Let us say I have two relatively large tab-delimited files file1.txt, file2.txt.
file1.txt
id\tcity\tcar\ttype\tmodel
file2.txt
id\tname\trating
让我们假设file1.txt有2000个唯一ID,因此有2000个唯一行,而file2.txt只有1000个唯一行,因此有1000个唯一ID.有没有办法合并两个表?
Let us suppose that file1.txt has 2000 unique ids, and therefore 2000 unique rows, and file2.txt has only 1000 unique rows, and therefore 1000 unique ids. Is there a way to merge the two tables?
情况1.在file1.txt中按ID合并它们,当file2.txt中没有ID时,将填写NA.
Case 1. merge them by id in file1.txt, where when there is no id in file2.txt NAs would be filled in.
案例2.通过在file2.txt中的id合并它们,在这种情况下,只有file2.txt中的id会与file1.txt和file2.txt中的字段一起打印出来.
Case2. merge them by id in file2.txt, where when only the ids in file2.txt will be printed out with the fields in file1.txt and file2.txt.

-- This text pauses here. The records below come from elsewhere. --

PR #2969, opened 2021-01-13
Docs: Fix capitalization and font weight

duke7553:


duke7553:
This also removes "explorer" from being used twice in a row.

yaichenbaum (approved):

PR #3031, opened 2021-01-14
Improved performance when scrolling in large directories

gave92:
Do you find scrolling on large folders to be smoooother with this PR?
Do you see issues with icons? E.g not loading?


yaichenbaum:
> Do you see issues with icons? E.g not loading?

Icons don't seem to be loading beyond the first 15 or so.

gave92:
~@yair100 Never? Sometimes? After switching folder? After switching layout? Only in listview/gridview..?~
Slower it's expected but not too much

yaichenbaum:
@gave92 Other than icons loading a little slower it seems to perform better.

yair100 (dismissed):

yair100 (approved):

Issue #2527, opened 2020-12-03
Context Menu Slow to Open


sguergachi:
**Is your feature request related to a problem? Please describe.**

When I right click on a file item the right click context menu takes at least a few seconds, which is considerably slower than native File Explorer and frequently interrupts my flow of using this app, making it unusable for me.

**Describe the solution you'd like**

I want it to show context menu as soon as possible, and if need be, load additional context menu items asynchronously, that way items that should be readily available  (cut, copy paste) don't need to wait for context items that need more time to load in.

**Describe alternatives you've considered**

Using native file explorer.

**Additional context**
Add any other context or screenshots about the feature request here. Ex: What device type/UI layout and app version?

This is my context menu for reference 
![image](https://user-images.githubusercontent.com/615386/101061125-25a99200-355e-11eb-98d4-7e1496e3f96e.png)

sguergachi:
Basically if we can have an instant access to these items on right click and load in the rest as they come in, that would improve UX by a lot

![image](https://user-images.githubusercontent.com/615386/101061370-6d301e00-355e-11eb-847e-0896d0748e46.png)

ShankarBUS:
How about using a CommandBarFlyout instead of a MenuFlyout?

Would that cause any problems?

Chris2011:
I can reproduce it. But IMHO it is more a bug or misbehaviour than a new feature.

gave92:
Some findings on this.

I've added a stopwatch in a couple of checkpoints to see what is taking the longest:
- [QueryContextMenu](https://github.com/files-community/Files/blob/master/Files.Launcher/Win32API_ContextMenu.cs#L231), 1 line
- [LoadContextMenu](https://github.com/files-community/Files/blob/master/Files.Launcher/Program.cs#L262) function in fulltrust process, which includes [1]
- [SetShellContextMenu](https://github.com/files-community/Files/blob/master/Files/BaseLayout.cs#L218) function, which includes [1] and [2] and is the total time taken to show the menu items

| QueryContextMenu [ms] | LoadContextMenu [ms] | SetShellContextmenu [ms] |
|:-----------------:|:-----------------: |:--------------------: |
|57                       |70                       |93                            |
|334                     |368                     |420                          |
|1576                   |1609                   |1681                        |
|2208                   |2232                   |2285                        |

[...]

PR #3045, opened 2021-01-15
Significantly improve overall performance and UI responsiveness

hez2010:
With this PR, UI responsiveness should be significantly improved. For test, just open `C:\Windows\System32` and UI almost no longer freezes.

Before (UI freeze everywhere, and after entering `System32` the UI froze for several seconds and cannot operate UI):

before

After (Even using debug build is smoother than before, and there's almost no UI freezes even after entering `System32` and `WinSxS`, you can operate UI immediately):

after

**Change Notes**
- Remove unnecessary `Task.Run`
- Use BulkObservableCollection and suppress CollectionChanged event while loading entries heavily
- Change the workflow of loading entries and applying UI updates:
  - Files and folders list is manipulated on `filesAndFolders`, which is a `List<ListedItem>`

注意:合并的新文件也应该是制表符分隔的文件,并且还带有头文件. 笔记2.我也很感谢在没有标题的情况下如何做的建议.
Note: the merged new files should also be tab-delimited file, with a header file as well. Note2. I'd also appreciate suggestions on how to do it when there is no header as well.
谢谢!
推荐答案
join -j 1 <(sort file1.txt) <(sort file2.txt)
仅使用标准的unix工具执行案例2"方法.当然,如果文件已排序,则可以删除排序.
Does your 'case 2' approach with only standard unix tools. Of course, if the files are sorted, you can drop the sort.
如果包含标头,则可能依靠数字ID将连接的标头排序到顶部:
If you included the headers, you might rely on the ids being numerical for sorting the joined header to the top:
join -j 1 <(sort file1.txt) <(sort file2.txt) | sort -n
使用
-
file1.txt
file1.txt
id city car type model
1 york subaru impreza king
2 kampala toyota corolla sissy
3 luzern chrysler gravity falcon
file2.txt
file2.txt
id name rating
3 zanzini PG
2 tara X
输出:
output:
id city car type model name rating
2 kampala toyota corolla sissy tara X
3 luzern chrysler gravity falcon zanzini PG
PS 要保留TAB分隔符,请传递-t
选项:
PS To preserve the TAB separator character, pass the -t
option:
join -t' ' ...
在SO上很难显示''包含TAB字符.用 ^ V TAB 键入(例如,以bash格式)
It's kind of hard to show on SO that ' ' contained a TAB character. Type it with ^VTAB (e.g. in bash)
这篇关于合并/合并两个表快速的Linux命令行的文章就介绍到这了,希望我们推荐的答案对大家有所帮助,也希望大家多多支持IT屋!